A sound woke her. Low, steady, coming up through the stone floor and into her ribs. It wasn't The Shake. Kai knew The Shake. She'd been waking up to it her entire life, and whatever this was, it didn't move the same way. This was singular, one source, one set of lungs pushing air through a chest cavity large enough that she could feel the vibration in the walls of the ruin around her.

Something was on the ridge above the ruin, and it was breathing.
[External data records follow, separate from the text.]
PR #892, opened 2015-08-04
Grand Alchemical Guidebook

Lilylicious:
Here's the collected work of me and Willie for the past month.

Important note regarding pre-existing files:
* ObjHandler reworked the way it registers items. Functionally the same with a few added extras related to the guidebook. 

Regarding the ManualFontRenderer, it's lengthy and a mess, but the most elegant way short of writing a whole new fontrenderer to adjust the private function I needed to. Would've been a cakewalk if it had been public, but nope.


sinkillerj:
Overall I'm ready to merge and work on my graphical tweets while Willie works on content, I do have one simple concern though regarding the objhandler changes. 

1. Is there any reason why its a generic "blocks" and "items" instead of PEblocks and PEitems, this would be safer and saner.
2. Could you briefly explain why the objhandler changes are needed.

Lilylicious:
1. For me it's because that's the way it used to be. @williewillus?
2. May be completely redundant at this point, after a whole bunch of
refactoring. Again, @williewillus?

williewillus:
Oh, they were there from my changes? I'm pretty sure I removed it if it was me .-.
It was in there for a brief moment when I was toying around with automatically registering everything by grabbing it off objhandler. But somewhere along the line we went back to manually declaring everything in ManualPageHandler. So it can be removed, I guess, if nothing else uses it

Lilylicious:
Is there any harm in registering in a function? If not, can just remove the
part of the function that does the .add thing and see if anything breaks.
If not, great.

williewillus:
You can revert the entire objhandler (except the book ofc) back to how it is on master rn. Sorry I left something so big behind uncleaned :P

Lilylicious:
I'll do it later today if sin doesn't beat me to it.

Lilylicious:
Objhandler is now the same as master, except for added manual related lines (item variable, gameregistry for it and recipe). I formatted the file to conform to the standards at the same time (was indented with tabs, not spaces)

sinkillerj:
If the file was using spaces I'm not sure why, we use tabs only.

Lilylicious:
willie is a clueless liar then! I'll do another commit shortly going back to tabs.

williewillus:
Sorry >.<

Issue #474, opened 2015-02-08
QED bugging on transmutation table


Zaflis:
QED is another block from Extra Utilities. It has a nasty habit of changing its item name constantly. Such as Quantum Enrichment Device, Quark/Electron Director etc...

This causes a big fuss on the transmutation table, such that trying to take one out puts it right back and refunds the EMC value. Server and client aren't in sync in this either, so if i search for "tra" for "trash can", it might pick up QED when it happens to go that slot. Just that my client doesn't see QED on the table itself. So it's actually changing its search name with that, and happens to include "tra" in its modname! exTRA utilities. I can often times pick items out from the empty slots too, so definitely something is not in sync with what is on table actually.

ProjectE-1.7.10-PE1.1.0

MaPePeR:
This can be closed now... hopefully... finally :heart:

PR #901, opened 2015-08-09
[DONE but risky] Send search result instead search string in transmutation gui

### LINKED ISSUE #265: QED derps
cant take qed out of transmutation tablet,  and if shift clicked it comes out but emc is restored to tablet and QED goes missing dev 10 version

MaPePeR:
This should finally fix #265 and #474 and also allows to search for localized item names on servers.

Needs testing on a server...

How it works:
When both server & client call `TransmutationInventory.updateOutputs()` the Client will execute the method before the server and will send its ItemStacks in the output slots to the server. (This is caused by inventory clicks being evaluated on the client before the WindowClickPacket is send to the server)

When the client wants to update the outputs based on an Event that is not fired on the Server (keyPress, mouseClick into Searchbar) it uses `TransmutationInventory.updateOutputs(true)` which will result in a Packet that the server will write into its output slot without waiting for a call to `updateOutputs`.

This is needed, because otherwise the server would write the new output stacks into its internal slots before it recieves the slotClick-Event.

### DIFF
--- a/src/main/java/moze_intel/projecte/gameObjs/container/inventory/TransmutationInventory.java
+++ b/src/main/java/moze_intel/projecte/gameObjs/container/inventory/TransmutationInventory.java
@@ -313,13 +313,13 @@ public class TransmutationInventory implements IInventory
 
 	private void readUpdate()
 	{
-		try
+		List<ItemStack> newOutputSlots = serverOutputSlotUpdates.poll();
+		if (newOutputSlots == null) {
+			throw new RuntimeException("Server could not read output-slot-update from client. Playername: " + this.player.getCommandSenderName());
+		}
+		else
 		{
-			List<ItemStack> newOutputSlots = serverOutputSlotUpdates.take();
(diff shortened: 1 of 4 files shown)


sinkillerj:
This could use thorough testing, I may need to put out a alpha for this one. Regardless from a code standpoint it looks pretty solid.

MaPePeR:
With this we could bring back the NEI enhanced filtering from #377, btw.

sinkillerj:
I have no plans to ever bring back NEI search bar integration.

MaPePeR:
Why not? It allows for better searching. And it only caused issues because the search happened server side as well. 

Also I need to sneak a check in there, that checks for the player knowledge. At the moment a bad client could fake knowledge, I think.

MaPePeR:
#921 has this PR extended with the NEI Enhanced Searching. I would prefer to test both of these at once in an alpha version

sinkillerj:
Do both need to be merged or just one? If just one close the dupe and resolve merge conflicts please.

PR #918, opened 2015-08-14
[Done] Fix Mk2 Condenser not stopping to consume items

### LINKED ISSUE #914: Condensor MK2 does not have an upper limit on internal emc storage
so it will always consume the items and never 'fill up' - even if the output inventory is full.

I wonder what happens if that internal emc storages overflows or becomes Double.INFINITY...

MaPePeR:
fixes #914


blackdragonIV:
can you still condense items with crazy emc number ex. 8x compressed cobblestone from extra util

williewillus:
Nothing has changed, this just makes the condenser mk2 stop absorbing items when the output side is full

PR #921, opened 2015-08-16
[DONE but risky] NEI enhanced searching in transmutation gui

MaPePeR:
Based on #901, but since we need to do an alpha for that anyway, we should also include this PR in the alpha, because it might break stuff, too. 

Use NEI's Advanced Filtering Mechanics in the Transmutation GUIs
    
Allows to search for itemIDs, metadata, modnames and all the other cool stuff the NEI search bar has to offer.

Tested in Singleplayer and Server with NEI. Did not do a no-NEI test, yet, though.


MaPePeR:
@sinkillerj fixed you some merge conflicts.

Issue #353, opened 2014-12-30
Philosopher Stone Weirdness


Shad0wB1ade:
Tested with both dev 11 and 12 on forge 1277
It basically does the block next to the block your pointing at while pressing shift and not looking at the center
See the quick youtube video:
https://www.youtube.com/watch?v=HfprUN9CHCk

MaPePeR:
Actually this IS a vanilla bug: the Philosophers Stone uses the `getMovingObjectPositionFromPlayer`-Method to find the targeted block. (This Method is also used in CataliticLens,DestructionCatalyst,DiviningRod*,MercurialEye and i could recreate this with the destruction catalyst as well).
In Vanilla this method is used by the Bucket: 
Create a 1x1 Hole and place a bucket of water in it. Now go to the very border of the water source block and right click it with a bucket: you will see the watersource disappearing for a very short moment, but instantly reappearing, without filling your bucket.

Shad0wB1ade:
So I was actually right? YEY I apparently know what I am talking about...

Kolatra:
Fixed by https://github.com/sinkillerj/ProjectE/commit/7632d8c8ebb93dba917029fff4cfed8627f808b7.

PR #925, opened 2015-08-16
[DONE] Fix Lava -> Obsidian Transmutation with Philosopher stone, fixes #924

### LINKED ISSUE #924: Cannot transmute Lava to obsidian using philosopher stone
Probably caused by [this](https://github.com/sinkillerj/ProjectE/commit/5a9165f7cdf839a48def12fb2c9c654204b0f3a0) commit from ages ago, that fixed another issue.

`#minecraftforge` claimed that the bug in `getMovingObjectPositionFromPlayer` was fixed in 1.8.

@williewillus could you take a look at that method in 1.8, so we maybe can get that fix into 1.7?

MaPePeR:
Revert "Fix Philosophers stone sneak right click."

This reverts commit 5a9165f7cdf839a48def12fb2c9c654204b0f3a0.

This reopens #353, though.. not being able to transmute the lava is a bigger bug, i think...

### DIFF
--- a/src/main/java/moze_intel/projecte/gameObjs/items/PhilosophersStone.java
+++ b/src/main/java/moze_intel/projecte/gameObjs/items/PhilosophersStone.java
@@ -28,6 +28,7 @@ import net.minecraft.nbt.NBTTagCompound;
 import net.minecraft.tileentity.TileEntity;
 import net.minecraft.util.Direction;
 import net.minecraft.util.MathHelper;
+import net.minecraft.util.MovingObjectPosition;
 import net.minecraft.util.StatCollector;
 import net.minecraft.world.World;
 import net.minecraftforge.common.util.ForgeDirection;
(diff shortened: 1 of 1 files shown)


williewillus:
I just looked at Item.getMovingObjectPositionFromPlayer 1.7 vs 1.8 and I don't think fixable in a small amount of lines.
It got fixed in 1.8 alongside another big refactor in the MC codebase (entities being referenced by eye height on client vs feet origin on server)

But I think if it's to fix broke transmutations I would pull this and live with the "you get the wrong block when sneaking" which is just a vanilla 1.7 bug.

MaPePeR:
Ok.Thanks for looking at it. I had the hope it would be a small `if isSneaking`, but if that is not the case it is not really important to fix this little corner case.

sinkillerj:
Why would you ever even need lava to obsidian? #OvercomplicatedBucket

williewillus:
It was one of the original ee2 transmutes iirc

sinkillerj:
Yea but does anyone have objections to its removal? It seams like the sane solution here.

williewillus:
I don't really care, as long as my precious obsidian->lava isn't removed :D
Also while we're at it, water->ice can go too.

sinkillerj:
Leaving obsidian to lava would create a one way world transmutation.

Carbon-Ghost:
But what about the freezing Zero ring ? You can turn lava into obsi and water to ice IIRC, so why remove this and keep this one ?

sinkillerj:
Thats the specific job of that item, that would not be removed. In fact its even more reason to change this, the Philo Stone makes those features pointless.

MaPePeR:
We either should remove the Recipe from NEI then - or fix it.

williewillus:
But muh exploit :(
I vote to keep the transmutations in because I'm sure some player out there will get upset if it gets removed (and probs way more upset than I am lol)
The compromise is to just let a vanilla bug back in that is an edge case and will be fixed in 1.8 already

williewillus:
And if we're talking about duplicated features half the items duplicate features from some other item lol

MaPePeR:
I'd rather have the functionality than the right click fix.

Carbon-Ghost:
Well if it's a serious bug ( I still am lost and don't understand what is the bug ) then fix it. 

Wait I think I get it, it makes flowing lava into obsidian and then obsidian into lava ? Then it's here since 1.2.5 as it's the same for water ( less important since it's infinite ).

williewillus:
The bug is very minor, it's if you're looking at the very edge of a block and then shift so your crosshair is over another block, it'll still act on the original block. It's a vanilla bucket bug that was fixed in 1.8.

MaPePeR:
So #1056 is the alternative fix for this, then...

williewillus:
1.7 no longer supported so this is irrelevant 
*shouldn't* be a problem now

PR #931, opened 2015-08-16
Add new line to applicable files to sanitize project

HashBang173:


williewillus:
No.

For one: Read number 4 of this: http://blog.ploeh.dk/2015/01/15/10-tips-for-better-pull-requests/
For two: I bet these are not the only places this happens, it's going to take a lot more to change it all
For three: This doesn't sanitize the project, this pollutes our commit history with useless reformats :/
For four: Unless we all use IDEA with the same checkstyle configs or whatnot, this isn't gonna last very long :p

sinkillerj:
All cleanup and refactoring is under the authority of williewillus, you may certainly suggest changes to him, but as it stands this pull is unneeded.

PR #945, opened 2015-08-19
Fix for Life Stone infinite EMC consumption

TheKysek:
After merging https://github.com/sinkillerj/ProjectE/pull/852 Life Stone wasn't stopping to consume EMC even if player had full hunger and health.
This change I made seems to fix it.


MaPePeR:
This line just makes sure that the item always has 128 EMC stored or it will turn off automatically... i don't see this causing infinite emc consumption, because the stored emc is then only used from the item, when there is health or hunger to restore...

TheKysek:
I also have no idea why the change you made started causing problems with Life Stone nor why the change I made fixes it. I think that that problem should be looked into by someone more familiar with the cadebase than me.

MaPePeR:
#946  is the proper fix.. changing that if apparently triggered a bug in `consumeFuel`... very weird.

TheKysek:
Thanks for fixing it!

PR #949, opened 2015-08-19
Custom recipes

Lilylicious:
NOTE: This is ready to be merged as it is, but there's one thing that I want input on before I put any work into it. The custom recipe RecipesCovalenceRepair. It's definitely something I want to get into NEI, but someone thought that @sinkillerj might've mentioned that he wants to do some changes in that area. 

The question is: Are the covalence recipes going to change in the near future, and should I thus avoid working on them until such time? If they won't change, I have some ideas on how I can represent it in NEI. I think I would do a recipe for each covalence dust count, with the tool being cycled between the applicable ones, and the output matching the current tool. Find usages on covalence dust would then produce a tab in NEI that shows each dust count as well as what tools are repaired with how much dust. The other option is a text screen explaining that you can repair with dust.

---

Did some changing in two of the custom recipes, AlchemyBag and KleinStar. Instead of having a single instance of the recipes that has a catchall matches() method, they're now properly divided up into multiple instances (30 for the alchemy bags, 5 for the klein stars).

She opened her eyes just enough to see the shape of the ruin around her. The ruin was dark except for the faint green of the flora. Flora light traced the wall seams in thin lines, enough to make out the slab with the game board, the dead fire, the vine mat on the eastern wall. The stream still ran outside. But the insects had stopped, and the bird with the three-note song was gone, and the silence they left behind pressed against her ears until she could hear her own heartbeat.

Move slow.

Kai pressed her back against the western wall and slid upright an inch at a time. Mary's stone was on the slab where she'd left it. She reached for it without looking and closed her fingers around its familiar weight.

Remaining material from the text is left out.